I don't have time just now to engage this any further than to point to what our Standards say about this, particularly with respect to the salvation of those who, to use your words, "cannot understand much of the Bible..."

_Westminster Confession of Faith_, 10.3: "Elect infants, dying in infancy, are regenerated, and saved by Christ, through the Spirit, who worketh when, and where, and how he pleaseth: so also are all other elect persons who are incapable of being outwardly called by the ministry of the Word" (underline mine).

Peace,
Alan


----------



## SinnerSavedByChrist (May 8, 2013)

Amazing topic. I was thinking through these things during my mental health rotation. I hope God reveals what His word says about this all!!


----------



## PuritanCovenanter (May 8, 2013)

Caroline, I am involved with a group that does specifically minister to Mentally and physically (special needs) persons. It is a Lutheran based ministry. We have Special needs persons in our Church. You might be able to gather some information from them also. Bethesda Retreat Ministry - Bethesda Lutheran Communities, Inc. I will also ask my Pastor who will probably have some great material on the subject.

BTW, I subscribe to your sons blog. I haven't checked it in a while but I was edified by it.


----------



## Wayne (May 8, 2013)

One reason that there is such little treatment of the subject in older literature is that people with mental handicaps generally didn't live very long. Even as recently as 50-75 years ago, someone with Downs Syndrome had a rather short life expectancy. 

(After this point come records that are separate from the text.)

PR #6274, opened 2025-05-14
FvBase(ExtensiveQuantites|FdLocalLinearizer): some janitoring

akva2:
Some tidy ups

### DIFF
--- a/opm/models/discretization/common/fvbasefdlocallinearizer.hh
+++ b/opm/models/discretization/common/fvbasefdlocallinearizer.hh
@@ -163,13 +163,11 @@ private:
 
     using LocalEvalBlockVector = typename LocalResidual::LocalEvalBlockVector;
 
+public:
+    FvBaseFdLocalLinearizer() = default;
+
     // copying local residual objects around is a very bad idea
     FvBaseFdLocalLinearizer(const FvBaseFdLocalLinearizer&) = delete;
-
-public:
-    FvBaseFdLocalLinearizer()
-        : internalElemContext_{}
-    { }
 
     /*!
      * \brief Register all run-time parameters for the local jacobian.
@@ -498,15 +496,15 @@ protected:
         }
     }
 
-    Simulator *simulatorPtr_;
+    Simulator* simulatorPtr_{};
 
-    std::unique_ptr<ElementContext> internalElemContext_;
+    std::unique_ptr<ElementContext> internalElemContext_{};
 
-    LocalEvalBlockVector residual_;
-    LocalEvalBlockVector derivResidual_;
-    ScalarLocalBlockMatrix jacobian_;
+    LocalEvalBlockVector residual_{};
+    LocalEvalBlockVector derivResidual_{};
+    ScalarLocalBlockMatrix jacobian_{};
 
-    LocalResidual localResidual_;
+    LocalResidual localResidual_{};
 };
 
 } // namespace Opm
--- a/opm/models/discretization/common/fvbasefdlocallinearizer.hh
+++ b/opm/models/discretization/common/fvbasefdlocallinearizer.hh
@@ -50,6 +50,7 @@
 #include <memory>
 
 namespace Opm {
+
 // forward declaration
 template<class TypeTag>
 class FvBaseFdLocalLinearizer;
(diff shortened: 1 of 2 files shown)


akva2:
jenkins build this please

opm/models/discretization/common/fvbasefdlocallinearizer.hh
```diff
@@ -75,7 +82,8 @@ template<class TypeTag>
 struct BaseEpsilon<TypeTag, TTag::FiniteDifferenceLocalLinearizer>
 {
     using type = GetPropType<TypeTag, Properties::Scalar>;
-    static constexpr type value = std::max<type>(0.9123e-10, std::numeric_limits<type>::epsilon()*1.23e3);
+    static constexpr type value = std::max<type>(0.9123e-10,
+                                                 std::numeric_limits<type>::epsilon() * 1.23e3);
```
bska, line 86: I usually dislike explicit template arguments, but here the alternative is **possibly** worse, e.g.,
```C++
std::max(static_cast<type>(0.9123e-10),
         std::numeric_limits<type>::epsilon() * static_cast<type>(1.23e3));
```
What do you think?

opm/models/discretization/common/fvbasefdlocallinearizer.hh
```diff
@@ -157,26 +165,11 @@ private:
...
-#endif
-public:
-    FvBaseFdLocalLinearizer()
-        : internalElemContext_(0)
-    { }
+    FvBaseFdLocalLinearizer() = default;
 
-    ~FvBaseFdLocalLinearizer()
-    { delete internalElemContext_; }
+    // copying local residual objects around is a very bad idea
```
bska, line 171: I suppose this comment (now) could be something along the lines of
```C++
// Disable copying for efficiency reasons
```
since, at least in principle, we could implement an actual copy constructor with value semantics.

opm/models/discretization/common/fvbasefdlocallinearizer.hh
```diff
@@ -247,9 +239,9 @@ public:
         localResidual_.eval(residual_, elemCtx);
 
         // calculate the local jacobian matrix
-        size_t numPrimaryDof = elemCtx.numPrimaryDof(/*timeIdx=*/0);
-        for (unsigned dofIdx = 0; dofIdx < numPrimaryDof; dofIdx++) {
-            for (unsigned pvIdx = 0; pvIdx < numEq; pvIdx++) {
+        const std::size_t numPrimaryDof = elemCtx.numPrimaryDof(/*timeIdx=*/0);
+        for (unsigned dofIdx = 0; dofIdx < numPrimaryDof; ++dofIdx) {
+            for (unsigned pvIdx = 0; pvIdx < numEq; ++pvIdx) {
```
bska, line 244: If you're changing these lines anyway, maybe we could write it as
```C++
for (auto dofIdx = 0*numPrimaryDof; ...) {
    for (auto pvIdx = 0*numEq; ...) {
```
instead?  That way, we don't incur type conversion on every comparison with the upper bounds.

bska (commented):
Much appreciated.  Just some ancillary comments about potential issues I noticed whilst looking at this.

opm/models/discretization/common/fvbasefdlocallinearizer.hh
akva2: Yeah, I've been here before, but decided to just leave it.

If the explicit template argument is not given, it  for some reason gives the error 
```

/home/akva/kode/opm/opm-simulators/opm/models/discretization/common/fvbasefdlocallinearizer.hh:85:43: error: call to non-‘constexpr’ function ‘quad std::max(quad, quad)’
   85 |     static constexpr type value = std::max(type{0.9123e-10},
      |                                   ~~~~~~~~^~~~~~~~~~~~~~~~~~
   86 |                                            std::numeric_limits<type>::epsilon() * type{1.23e3});
      |                                            ~~~~~~~~~~~~~~~~~~~~~~~~~~~~~~~~~~~~~~~~~~~~~~~~~~~~
In file included from /home/akva/kode/opm/opm-simulators/examples/co2injection_flash_vcfv.cpp:32:
/home/akva/kode/opm/opm-common/opm/material/common/quad.hpp:289:13: note: ‘quad std::max(quad, quad)’ declared here
  289 | inline quad max(quad a, quad b)
```
while the old code somehow does not complain. I don't understand why it fails, it should basically be identical.

If I update quad.hpp and mark the function constexpr it works.

opm/models/discretization/common/fvbasefdlocallinearizer.hh
akva2: problem is you are just moving the type conversions into the function calls, where both arguments are unsigned. for the first it would do ```std::size_t -> unsigned```, for the second it would do ```int -> unsigned```. So it makes no difference basically. Anyways, I have applied the requested change.

bska (approved):

PR #6275, opened 2025-05-14
move alq_state to singleWellState

totto82:
First step to facilitate #6245

### DIFF
--- a/opm/simulators/wells/ALQState.cpp
+++ b/opm/simulators/wells/ALQState.cpp
@@ -66,12 +66,7 @@ void ALQState<Scalar>::set(Scalar value)
 template<class Scalar>
 bool ALQState<Scalar>::oscillation() const
 {
-    auto inc_count = this->alq_increase_count_;
-    if (inc_count == 0)
-        return false;
-
-    auto dec_count = this->alq_decrease_count_;
-    return dec_count >= 1;
+    return this->alq_increase_count_ > 0 && this->alq_decrease_count_ >= 1;
 }
 
 template<class Scalar>
--- a/opm/simulators/wells/ALQState.cpp
+++ b/opm/simulators/wells/ALQState.cpp
@@ -32,146 +32,74 @@ template<class Scalar>
 ALQState<Scalar> ALQState<Scalar>::serializationTestObject()
 {
     ALQState result;
-    result.current_alq_ = {{"test1", 1.0}};
-    result.default_alq_ = {{"test2", 2.0}, {"test3", 3.0}};
-    result.alq_increase_count_= {{"test4", 4}};
-    result.alq_decrease_count_= {{"test5", 5}};
-    result.debug_counter_ = 6;
-
+    result.current_alq_ = {1.0};
+    result.default_alq_ = {2.0};
+    result.alq_increase_count_= {4};
+    result.alq_decrease_count_= {5};
     return result;
 }
 
 template<class Scalar>
-void ALQState<Scalar>::insert(const std::string& wname)
+Scalar ALQState<Scalar>::get() const
 {
-    this->current_alq_.emplace(wname, 0.0);
+    if (this->current_alq_)
+        return *this->current_alq_;
+
+    return this->default_alq_;
 }
 
 template<class Scalar>
-Scalar ALQState<Scalar>::get(const std::string& wname) const
+void ALQState<Scalar>::update_default(Scalar value)
 {
-    auto iter = this->current_alq_.find(wname);
-    if (iter != this->current_alq_.end())
-        return iter->second;
-
-    auto default_iter = this->default_alq_.find(wname);
-    if (default_iter != this->default_alq_.end())
-        return default_iter->second;
-
-    throw std::logic_error("No ALQ value registered for well: " + wname);
-}
-
-template<class Scalar>
-void ALQState<Scalar>::update_default(const std::string& wname, Scalar value)
-{
-    auto default_iter = this->default_alq_.find(wname);
-    if (default_iter == this->default_alq_.end() || default_iter->second != value) {
-        this->default_alq_.insert_or_assign(wname, value);
-        this->current_alq_.insert_or_assign(wname, value);
+    if (default_alq_ != value) {
+        this->default_alq_ = value;
+        this->current_alq_ = value;
     }
 }
 
 template<class Scalar>
-void ALQState<Scalar>::set(const std::string& wname, Scalar value)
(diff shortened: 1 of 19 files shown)


opm/simulators/wells/WellGroupHelpers.cpp
```diff
@@ -963,7 +963,7 @@ computeNetworkPressures(const Network::ExtNetwork& network,
 
                     if (well.isInjector() || !well_state.isOpen(wellname)) continue;
                     const Scalar efficiency = well.getEfficiencyFactor(/*network*/ true) * well_state.getGlobalEfficiencyScalingFactor(wellname);
-                    node_inflows[node][BlackoilPhases::Vapour] += well_state.getALQ(wellname) * efficiency;
+                    node_inflows[node][BlackoilPhases::Vapour] += well_state.well(wellname).alq_state.get() * efficiency;
                 }
```
totto82, line 967: I assumed this would not work in parallel, but Jenkins seems to be happy. Do we have a test case that exposes this feature? I.e. gaslift in network.

GitPaean: It does not look that we have in the regression tests or parallel tests, but we might have some examples in the opm-tests. Maybe it is a good time if you can add one based on one of them.

totto82: Do you know which test is relevant?

GitPaean: I thought you work with gas lift more, you might know more? I have not tested much. If it is not relevant cases in opm-tests, maybe you can add one from your development?

totto82: I just tested with NETWORK-01_STANDARD where I added 'FLO' for item 6. I.e. with the latest change it should also work in parallel for item6 = FLO.

totto82:

opm/simulators/wells/WellGroupHelpers.cpp
```diff
@@ -963,7 +964,13 @@ computeNetworkPressures(const Network::ExtNetwork& network,
 
                     if (well.isInjector() || !well_state.isOpen(wellname)) continue;
                     const Scalar efficiency = well.getEfficiencyFactor(/*network*/ true) * well_state.getGlobalEfficiencyScalingFactor(wellname);
-                    node_inflows[node][BlackoilPhases::Vapour] += well_state.getALQ(wellname) * efficiency;
+                    Scalar alq = 0.0;
+                    const auto& well_index = well_state.index(well.name());
+                    if (well_index.has_value() && well_state.wellIsOwned(well_index.value(), well.name())) {
+                        alq += well_state.well(wellname).alq_state.get();
+                    }
+                    alq = comm.sum(alq);
```
GitPaean, line 972: I am not totally familiar how the parallel working here and did not test it, but from the code, it looks worrying. 

Very likely, you should `comm.sum()` outside the for loop `for (const std::string& wellname : group.wells())` to avoid the extra communications. 

And then update the `node_inflows[node][BlackoilPhases::Vapour]` outside the for loop with the summation. 

Please let me know what you think.

opm/simulators/wells/ALQState.cpp
```diff
@@ -32,146 +32,74 @@ template<class Scalar>
...
-int ALQState<Scalar>::get_debug_counter()
+void ALQState<Scalar>::set(Scalar value)
 {
-    return this->debug_counter_;
+    this->current_alq_ = value;
 }
 
 template<class Scalar>
-int ALQState<Scalar>::update_debug_counter()
+bool ALQState<Scalar>::oscillation() const
```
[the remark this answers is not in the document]
totto82: Again. I just copied the old code. But the changes you suggest are both trivial and a good improvement.  So I updated the code accordingly.

opm/simulators/wells/ALQState.hpp
```diff
@@ -22,6 +22,8 @@
 
 #include <map>
 #include <string>
+#include <optional>
```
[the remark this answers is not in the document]
totto82: done

opm/simulators/wells/BlackoilWellModelGeneric.cpp
```diff
@@ -863,10 +863,7 @@ updateEclWellsConstraints(const int              timeStepIdx,
         auto& ws = this->wellState().well(wellIdx);
 
         ws.updateStatus(well.getStatus());
-        auto switchToProducer = ws.update_type_and_targets(well, st);
-        if (switchToProducer) {
```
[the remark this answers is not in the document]
totto82: I have updated update_type_and_targets accordingly.

opm/simulators/wells/GasLiftSingleWellGeneric.cpp
```diff
@@ -1423,7 +1423,7 @@ runOptimizeLoop_(bool increase)
     }
     std::optional<bool> increase_opt;
     if (success) {
-        this->well_state_.gliftUpdateAlqIncreaseCount(this->well_name_, increase);
+        this->well_state_.well(this->well_name_).alq_state.update_count(increase);
```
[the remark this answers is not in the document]
totto82: This will be cleaner when the complete move from WellState to SingleWellState is done. All the difficult parts are done so it shouldn't take too long.

opm/simulators/wells/WellGroupHelpers.cpp
totto82: Thanks! I moved the communication outside the well loop.

opm/simulators/wells/ALQState.cpp
```diff
@@ -32,146 +32,74 @@ template<class Scalar>
...
-    if (default_iter != this->default_alq_.end())
-        return default_iter->second;
-
-    throw std::logic_error("No ALQ value registered for well: " + wname);
+    return this->default_alq_;
 }
 
 template<class Scalar>
-void ALQState<Scalar>::update_default(const std::string& wname, Scalar value)
+void ALQState<Scalar>::update_default(Scalar value)
```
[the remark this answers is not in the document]
GitPaean: Yes, please come with a following-up PR. This function name is misleading and dangerous, which can be reflecting some design issue.  It is good we improve it when we are there.

GitPaean (approved):
Thanks for the update. Assuming the results are checked and tested. I am getting it in. 

It was suggested to add a regression test for this development and also some refactoring should be done in a following-up PR to improve the function design.

PR #6280, opened 2025-05-15
Further updates and fixes to general controller

erikhide:
This PR includes a different reduction in time step size if tolerance test fails (than if we get numerical difficulties), the possibility to set controller parameters for the general 3rd order controller, the option to use control error filtering as tolerance test instead of comparing relative change directly to the tolerance, as well as adjustments/fixes to the general 3rd order controller code.

### DIFF
--- a/opm/simulators/timestepping/TimeStepControl.cpp
+++ b/opm/simulators/timestepping/TimeStepControl.cpp
@@ -333,19 +333,23 @@ namespace Opm
         // Use an I controller after report time steps
         if (substepTimer.currentStepNum() < 3)
         {
-            controllerVersion_ = "I-controller";
+            controllerVersion_ = 0; // "I-controller"
             const double newDt = dt * timeStepFactor(errors_, timeSteps_);
-            if( verbose_ )
+            if (verbose_)
+            {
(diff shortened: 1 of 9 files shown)


akva2:
jenkins build this please

opm/simulators/timestepping/TimeStepControl.cpp
```diff
@@ -292,83 +293,140 @@ namespace Opm
...
+                   std::pow(timeSteps[2] / timeSteps[1], -alpha_[0]) *
+                   std::pow(timeSteps[1] / timeSteps[0], -alpha_[1]);
+        }
+        // "I-controller"
+        return std::pow(safetyFactor_ * tolerance_ / errors[2], 0.35);
+    }
+
     bool General3rdOrderController::
-    timeStepAccepted(const double error) const
+    timeStepAccepted(const double error, const double timeStep) const
```
atgeirr, line 374: The change to making the storing and shifting of errors here is a significant change to the API, which makes it required to call timeStepAccepted() every step. Please document in header.

atgeirr:
jenkins build this please

atgeirr:
jenkins build this please

PR #280, opened 2018-01-05
Double checking loaded records

romanblanco:
@panspagetka please take a look if the description makes sense. Thanks
  
Links: https://github.com/ManageIQ/manageiq-ui-classic/pull/3131


PanSpagetka:
Yep, I think this is good 👍

PR #282, opened 2018-01-09
Update rubocop yaml files for RuboCop 0.52.1

Fryguy:
@bdunne Please review.


.rubocop.yml
```diff
@@ -0,0 +1,4 @@
+inherit_from:
```
bdunne: Why add this here?  I don't think we need to rubocop anything in this repo, do we?

Fryguy: This is for the scripts that live in this repo.

bdunne: 👍

PR #283, opened 2018-01-10
Disable rubocop Layout/PercentLiteralDelimiters to allow %()

skateman:
Making @himdel happy :beers:

### DIFF
--- a/.rubocop_base.yml
+++ b/.rubocop_base.yml
@@ -5,6 +5,8 @@ Layout/AlignHash:
   EnforcedColonStyle: table
 Layout/ExtraSpacing:
   AutoCorrect: true
+Layout/PercentLiteralDelimiters:
+  Enabled: false
 Layout/SpaceBeforeFirstArg:
   Enabled: false
 Layout/SpaceInsideHashLiteralBraces:


himdel:
Cc @bdunne 

LGTM :+1: (I though there would be more rules though)

himdel:
Merging now, people started asking about converting it to `%w[` already :)

.rubocop_base.yml
```diff
@@ -5,6 +5,8 @@ Layout/AlignHash:
   EnforcedColonStyle: table
 Layout/ExtraSpacing:
   AutoCorrect: true
+Layout/PercentLiteralDelimiters:
```
bdunne: Isn't this a `Style` cop? https://github.com/bbatsov/rubocop/blob/v0.52.1/lib/rubocop/cop/style/percent_literal_delimiters.rb#L13-L16

Also, wouldn't we want to set a preferred delimiter rather than disabling the cop completely?
cc @Fryguy

skateman: According to http://rubocop.readthedocs.io/en/latest/cops_layout/#layoutspaceinsidepercentliteraldelimiters no :confused:

bdunne: That's a different cop.

skateman: OH :boom: sorry then :sob:

bdunne:
https://github.com/ManageIQ/guides/pull/284

PR #284, opened 2018-01-10
PercentLiteralDelimiters is Style, not Layout

bdunne:
- Re-enable the cop with () as the default


bdunne:
Fixes issues in https://github.com/ManageIQ/guides/pull/283

PR #287, opened 2018-01-18
Ignore manageiq fixture path and vendor path

imtayadeway:
Running rubocop locally on a ManageIQ plugin will check the
spec/manageiq and vendor paths unless explicitly ignored, resulting in
1000s of lines of unnecessary output.


imtayadeway:
@miq-bot assign @Fryguy

PR #289, opened 2018-02-02
use illustrating percent array literal

AlexanderZagaynov:
I don't know why the round brackets were chosen instead of the square ones, maybe there was some weighty reason?

However, I propose to use square brackets - because it looks the same as the basic array literal:
```ruby
[:a, :b] == %i[a b]
```
I believe it will make the code more readable.

### DIFF
--- a/.rubocop_base.yml
+++ b/.rubocop_base.yml
@@ -199,10 +199,11 @@ Style/NumericLiterals:
   AutoCorrect: false
 Style/PercentLiteralDelimiters:
   PreferredDelimiters:
-    '%i': ()
-    '%I': ()
-    '%w': ()
-    '%W': ()
+    default: '[]'
+    '%i': '[]'
+    '%I': '[]'
+    '%w': '[]'
+    '%W': '[]'
 Style/PerlBackrefs:
   Enabled: false
 Style/ParallelAssignment:


AlexanderZagaynov:
@bdunne @skateman @Ladas @Fryguy what do you think?

.rubocop_base.yml
```diff
@@ -199,10 +199,11 @@ Style/NumericLiterals:
   AutoCorrect: false
 Style/PercentLiteralDelimiters:
   PreferredDelimiters:
-    '%i': ()
-    '%I': ()
-    '%w': ()
-    '%W': ()
+    default: '[]'
+    '%i': '[]'
```
Ladas: I am pretty sure it was set like this in some repo

chrisarcand:
My driveby 2 cents is just that I don't have a preference between any delimiter and honestly just forget which one we use, sometimes pick `[`, and then have Rubocop yell at me. TBH I'd just allow *either* `[]` or `()` and be done with it, which also keeps us from having to update all the existing code too.  

But again, not very passionate here, do whatever. (I do use %w/i syntax a lot though)

skateman:
AFAIK we're using the `%i(a b)` form in the UI code...

Ladas:
Btw. I just use ```rubocop -a``` for this, so I am also fine having any. (I think a normal array is more readable though)

himdel:
I'm for not changing stuff unless there's a good reason.

So `()` from me :)

jrafanie:
As @chrisarcand said, I do the same thing. I generally choose whichever format I see in the same code "area" and use that.  I have no preference for either and think it's just noise for rubocop to complain about it.

himdel:
@AlexanderZagaynov can we close this? :)

PR #293, opened 2018-02-21
Add reducers example and how to dispatch action for redux

karelhala:
We were lacking definition of simple reducers created for our redux. There are two examples of simple reducers and how to dispatch new action.

### DIFF
--- a/ui/redux.md
+++ b/ui/redux.md
@@ -1,0 +1,172 @@
+### Redux
+In UI-classic we enabled [redux](https://github.com/reactjs/redux) to work with state of application so we can easilly
+ detect from where which action comes and to see the flow of data.
+
+#### Writing reducers
+To change state of application you will need to write reducer which is basically simple function which takes current 
+state and action. Result of such reducer is somehow changed state based on action.
+
+Action consists of
+ * Type of action - string which says what action has been triggered
+ * Payload - usually JS object with some data, which will be applied to state
+
+##### Simple reducer example
+We are using redux in slightly different way, so we can control which reducer is active at given time. To create new
+reducer first you have to create it and register it into redux.
+
+1. Breaking reducers into simple functions, might be a bit confusing because it doesn't use switches as any redux example
+however it's easier to test and maintain.
+
+```javascript 1.8
+/* 
+ * These two functions are required for correct registering of reducer into our redux.
+ * Please change path relative to your pack and from where you are registering reducers.
+ */
+import { addReducer, applyReducerHash } from '../miq-redux/reducer';
+
+// Constants of action types
+const FIRST_ACTION = 'first_action';
+const SECOND_ACTION = 'second_action';
+
+/* 
+ * Simple reducer function
+ * It takes state and action as parameters and changes state based on action.payload
+ * Notice the rest operator which allows changing of state with action payload.
+ */
+function firstReducerFn(state, action) {
+  return {...state, someValue: action.payload};
+}
+
+/*
+ * A bit more complex reducer, which takes two values off of action payload and applies them into state.
+ * You can notice, that we used different approach and used Object.assign for changing state.
+ */
+function secondReducerFn(state, action) {
+  const someObject = {
+    differentValue: action.payload.oneValue,
+    anotherValue: action.payload.secondValue
+  };
+  return Object.assign({}, state, someObject);
+}
+
+// This is how we say that which action type maps to which function.
+const mappedReducers = {
+  [FIRST_ACTION]: firstReducerFn,
+  [SECOND_ACTION]: secondReducerFN
+};
+
+/*
+ * This is probably the most important and also most confusing part of how to register reducer.
+ * Function addReducer helps us to add newly created reducer into our bulk of reducers which were created before.
+ * Function applyReducerHash helps us to bind state and action for each reducer which we mapped before.
+ */
+const unbind = addReducer(
+  (state, action) => applyReducerHash(mappedReducers, state, action)
+)
+
+/* Notice that we created unbind constant which is taking whatever is returned from addReducer.
+ * This little guy is just callback to our Set. Calling it will remove our reducers from all reducers, this way you can
+ * control when to remove such reducers. But don't worry it's not needed, just nice. 
+ */
+```
+
+2. Using switch as described in many redux examples. It does the same thing as example before, but it doesn't brake
+reducers into simple functions and it uses switches, which someone might like and someone not.
+```javascript 1.8
+/* 
+ * This function is required for correct registering of reducer into our redux.
+ * Please change path relative to your pack and from where you are registering reducers.
+ */
+import { addReducer } from '../miq-redux/reducer';
+
+// Constants of action types
+const FIRST_ACTION = 'first_action';
+const SECOND_ACTION = 'second_action';
+
+/*
+ * Simple redux reducer with two branches.
+ */
+function someApp(state, action) {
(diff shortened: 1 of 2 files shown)


karelhala:
@miq-bot assign @himdel 
@ohadlevy and @vojtechszocs this might interest you
@skateman you asked me how to create new reducer, well here you have two options, feel free to choose.

himdel:
@karelhala Can you also link the new article from `ui/patterns.md` (or `README.md`) please?

ui/redux.md
```diff
@@ -0,0 +1,120 @@
...
+ * Payload - usually JS object with some data, which will be applied to state
+
+##### Simple reducer example
+We are using redux in slightly different way, so we can control which reducer is active at given time. To create new
+reducer first you have to create it and register it into redux.
+
+1. Breaking reducers into simple functions, might be a bit confusing because it doesn't use switches as any redux example
+however it's easier to test and maintain.
+
+```javascript 1.8
```
skateman: Is this javascript or typescript, syntax is confusing...

ui/redux.md
```diff
@@ -0,0 +1,120 @@
...
+    anotherValue: action.payload.secondValue
+  };
+  return Object.assign({}, state, someObject);
+}
+
+// This is how we say that which action type maps to which function.
+const mappedReducers = {
+  [FIRST_ACTION] = firstReducerFn,
+  [SECOND_ACTION] = secondReducerFN
+};
```
skateman: Is this a valid syntax?

ui/redux.md
```diff
@@ -0,0 +1,120 @@
...
+// Constants of action types
+const FIRST_ACTION = 'first_action';
+const SECOND_ACTION = 'second_action';
+
+/* 
+ * Simple reducer function
+ * It takes state and action as parameters and changes state based on action.payload
+ * Notice the rest operator which allows changing of state with action payload.
+ */
+function firstReducerFn(state, action): AppState {
```
skateman: This seems like typing at the end of the function...

ui/redux.md
```diff
@@ -0,0 +1,120 @@
...
+  return {...state, someValue: action.payload};
+}
+
+/*
+ * A bit more complex reducer, which takes two values off of action payload and applies them into state.
+ * You can notice, that we used different approach and used Object.assign for changing state.
+ */
+function secondReducerFn(state, action): AppState {
```
skateman: Same here

skateman:
Also would be nice to have a convention where to put the reducers, maybe `app/javascripts/reducers` and include that path automatically to the codebase.

ui/redux.md
karelhala: It's javascript, but I forgot to remove types from couple of functions. Good point.

karelhala:
> Also would be nice to have a convention where to put the reducers, maybe app/javascripts/reducers and include that path automatically to the codebase.

Well that really does not matter, but I feel like we should discuss this so everybody will follow same pattern.

Given you are creating new pack, let's say for treeview the folder structure could be like this:
**`app/javascript/treeview/reducers/actions.js`**
```javascript
export const FIRST_TREE_ACTION = 'someAction';
export const SECOND_TREE_ACTION = 'someOtherAction';
```
**`app/javascript/treeview/reducers/reducers.js`**
```javascript
import { FIRST_TREE_ACTION, SECOND_TREE_ACTION } from './actions';

export function firstReducerFn(state, action) {
  //do something cool with state
  return state.
}

export function secondReducerFn(state, action) {
  //do something completely different with state
  return state;
}
```
**`app/javascript/treeview/reducers/index.js`**
```javascript
import { firstReducerFn, secondReducerFn } from './reducers';
import { FIRST_TREE_ACTION, SECOND_TREE_ACTION } from './actions';
import { addReducer, applyReducerHash } from '../miq-redux/reducer';

const actionsToFunctions = {
  [FIRST_TREE_ACTION]: firstReducerFn,
  [SECOND_TREE_ACTION]: secondReducerFn
}

addReducer(
  (state, action) => secondReducerFn(actionsToFunctions, state, action)
)
```

You'd then import `reducers` inside your index where you connect your application to redux.

skateman:
@karelhala well, I think that's the most important part :wink: conventions to avoid the spaghetti, so let's work on this a bit more ...

karelhala:
@Hyperkid123 FYI

Hyperkid123:
I like @karelhala approach especially replacing switch statement with object in reducer. I've been working with Redux for some time now and after several different approaches i've ended up using something like this.
```bash
├── something
├── redux
│   ├── actions
│   │   ├── index.js
│   │   ├── someActions.js
│   │   ├── otherActions.js
│   ├── actionTypes
│   │   ├── index.js
│   │   ├── someTypes.js
│   │   ├── otherTypes.js
│   ├── reducers
│   │   ├── index.js //combines reducers, adds middleware, logger etc.
│   │   ├── reducerA.js
│   │   ├── reducerB.js
│   │   ├── reducerX.js
└── something
```
I like having action types and actions in separate files because u have to use them in both actions and reducers. Having them exported in `index.js` also helped me avoid creating duplicate action types.

Actions are grouped based on the section where they are used. I haven't been using Redux in very large application like ManageIQ, so specifying if action should be inside some group or if it should be somewhere else might be a bit different. There is also a possibility to define action is some top level connected component but i don't really like that, because recently i've figured out, that connecting a lot of small components can drastically improve performance (in React, dunno about Angular). I also like to have my components as clean as possible. But maybe some separate actions file in the folder with components that should use them?

When in comes to the reducers i think they should be as specific as possible. In my opinion there should be one (or more) reducer per one (smart) component and then some "common" reducers, for instace `ui-reducer`. At first i was using one or two reducers for whole application and it was really confusing so i've ended up splitting them anyway... And since there is a bunch of forms in ManageIQ and they are all different, it doesn't really make sense to have one gigantic reducer that stores everything.

skateman:
Do we really need that `index.js` everywhere? Can't we somehow combine these things automatically? I can see the index files in the future to be 80% the same code and a point of failure if you miss to include something from it...

skateman:
Also @karelhala please join your example and the folder structure into a single thing. Having a single example and then a very similar code just separated among files is just confusing.

Hyperkid123:
@skateman `index.js` is not necessary everywhere. But with action types i think that is a good idea. You have to somehow prevent having same `actionTypes`, because it will eventyalu break your store. All reducers are listening on all dispatched actions. If u have two actions with same action type but they are designed for different reducers, reducers  catch them anyway and try to update store. Having all actions in one file or exported by one file will help you to prevent this from happening because the code won't even compile. And someone will eventually try to create action type that already exists given the high number of forms. I think its better to prevent such possibility now, the try to repair it in future. It doesn't have to be 'index.js', surely there is another and better option, but i think something like this should be there from the start.

skateman:
@Hyperkid123 my problem is that we have to explicitly include stuff just so we can use it ... and I think this is something that can be done automatically, i.e. why would you add a file into this folder structure if you don't want to include it?

Hyperkid123:
@skateman i agree

karelhala:
What's the status on this? I think having both examples would be good since we can show how to do simple reducer which is not broken into multiple files and we can show how to do complex reducer broken into multiple files.

himdel:
Looks like the only remaining problem is having to manually add stuff to `index.js` .. that's something we can probably address using some kind of `require_dir` approach, so looks like we can merge this?

Merging, we can always fix stuff later :)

There is one very regrettable passage in Flavel's _Mystery of Providence_ where he expresses a very low view of the malformed and mentally deficient. I've spoken of that passage in another thread that I can't relocate just now. Flavel was just wrong in what he said, regrettably so, but that shouldn't diminish the rest of his great work. 

If you will search the PB for "mentally retarded" or "mentally handicapped" you'll come up with a good number of prior discussions on a variety of issues. 

The PCA now has a special needs ministry, a sub-section of Mission to North America (MNA). It's headed up by Stephanie Hubach, who wrote a book about lessons learned from dealing with her own son, born with Downs. That book is titled _Same Lake, Different Boat_. The Christian Reformed denomination has a long-standing Friendship curriculum, aim mostly at higher functioning disabled. Those are the two main denominational resources that I'm aware of. 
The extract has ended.